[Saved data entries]
Issue #303, opened 2025-03-20
Refactor containerize-dependencies Mojo to support UV as a package manager option


cpointe-ibllanos:
# Context

The containerize-dependencies mojo needs to be abstracted somewhat to support UV-based projects in addition to Poetry. 

# Definition of Done
* [x] Expand containerize-dependencies mojo to allow UV dockerfile support
* [x] Confirm UV-based dockerfile can be deployed and used
* [x] Create a new examples/readme to highlight differences between Poetry containerization
  * [x] Example builds as expected
  * [x] Readme updated for UV-specific parameters

# Steps to Test

## Build the dockerfile
1. Run `mvn clean install -Pbootstrap`
2. Run `mvn clean install -Puv`
3. Confirm the following file exists: `examples/habushu-containerize/habushu-uv-containerize/src/resources/Dockerfile`
4. Create a terminal at `examples/habushu-containerize/habushu-uv-containerize/`
5. Build the docker image successfully: `docker build -t myapp . -f ./src/resources/Dockerfile --no-cache`

## Confirm the deployment
1. After following the steps above run: `docker run --rm myapp ls /opt/venv/lib/python3.12/site-packages`
2. Confirm monorepo `add_habushu_to_new_or_existing_uv_project` is one of the packages present
3. run `docker run -it myapp`
4. In the python terminal that opens run:
  i. `from add_habushu_to_new_or_existing_uv_project import helloworld`
  ii. `helloworld.hello_world()`
5. Confirm the output: 'This is the example project that demonstrates how to add Habushu to a new or existing uv project.'

habibimoiz:
DoD LGTM!

chang-annie:
OTS completed with @aaron-gary

chang-annie:
all test steps are passing, closing ticket.

Issue #207, opened 2025-02-07
Refactor `containerize-dependencies` Mojo to use Apache Velocity for creating dockerfiles


chang-annie:
# Context
The containerize-dependencies mojo needs to be abstracted somewhat to support UV-based projects in addition to Poetry. Additionally, the programmatic nature of our dockerfile generation process is getting messy and would probably be more suitable to a templating solution such as Velocity.

# Definition of Done
* ❌ Expand `containerize-dependencies` mojo to allow UV support (follow-on)
* ✅ Refactor the `containerize-dependencies` Mojo to use Apache Velocity Engine

# Steps to Test

## Velocity refactor
1. run `mvnd clean install -Pbootstrap` and confirm success
2. run `mvnd clean install` and confirm success
3. run `mvnd clean install -pl :habushu-poetry-containerize -Dhabushu.dockerPoetryVersion=TEST`
4. open the file: `examples/habushu-poetry-containerize/src/resources/Dockerfile`
5. Confirm line 5 points to poetry version "poetry==TEST"

cpointe-ibllanos:
Adding a note based on standup convo: we should look and see if our approach to creating Dockerfiles and containerizing is compatible / optimal for our use case. The first thing to do would be to see if this is even compatible with a `uv` project setup before attempting to refactor the existing implementation to support multiple package managers.

EDIT: This has been handled in #288 . This issue will now again focus on refactoring the containerize dependencies mojo to support UV and use Velocity templating in the dockerfile generation.

jaebchoi:
Completed DoD with @jaebchoi @cpointe-ibllanos

cpointe-ibllanos:
DoD performed with @jaebchoi

cpointe-ibllanos:
In the interest of atomizing issues, I'm moving the UV portion of this to #303

cpointe-ibllanos:
OTS completed with @colinpalmer-pro

chang-annie:
all test steps passing, closing issue.

PR #304, opened 2025-03-21
#207 Refactor containerize-dependencies Mojo to use Apache Velocity for creating dockerfiles

cpointe-ibllanos:
#207 
_Refactor containerize-dependencies Mojo to use Apache Velocity for creating dockerfiles_

Contains some small test refactoring in prep for #303 
_Refactor containerize-dependencies Mojo to support UV as a package manager option_


habushu-maven-plugin/src/main/java/org/technologybrewery/habushu/ContainerizeDepsMojo.java
```diff
@@ -34,6 +32,7 @@
 public class ContainerizeDepsMojo extends AbstractHabushuMojo {
 
     private static final Logger logger = LoggerFactory.getLogger(ContainerizeDepsMojo.class);
+    private static final String DOCKERFILE_POETRY_VM = "templates/dockerfile.vm";
```
d-ryan-ashcraft: S: I'd recommend making this a maven-enabled parameter with this as a default.  This would allow it to be overridden if appropriate.

d-ryan-ashcraft (approved):

habushu-maven-plugin/src/test/java/org/technologybrewery/habushu/TestUtils.java
```diff
@@ -0,0 +1,6 @@
+package org.technologybrewery.habushu;
```
meliz19: Q/S: Instead of creating this new class, could we call `PackageManager` in its place?

meliz19 (approved):

habushu-maven-plugin/src/main/java/org/technologybrewery/habushu/ContainerizeDepsMojo.java
cpointe-ibllanos: `templates/dockerfile.vm` lives in the classpath so I'm not sure what use this would have to a downstream developer. 

Would we want to give the dev the option of using their own template / changing the existing template? If so, I can expand the velocity engine setup to look in the downstream's file system for a custom dockerfile template file first before deferring to the default in the habushu jar, then make additional documentation for how to do this in the README. Although I imagine someone with extensive customizations would instead disable the dockerfile generation portion before going willy-nilly on it with edits.

habushu-maven-plugin/src/test/java/org/technologybrewery/habushu/TestUtils.java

- What you are asked to do:
For the word "examples", state how many lines of the entries contain it, with nothing else.

- Solution to this task:
4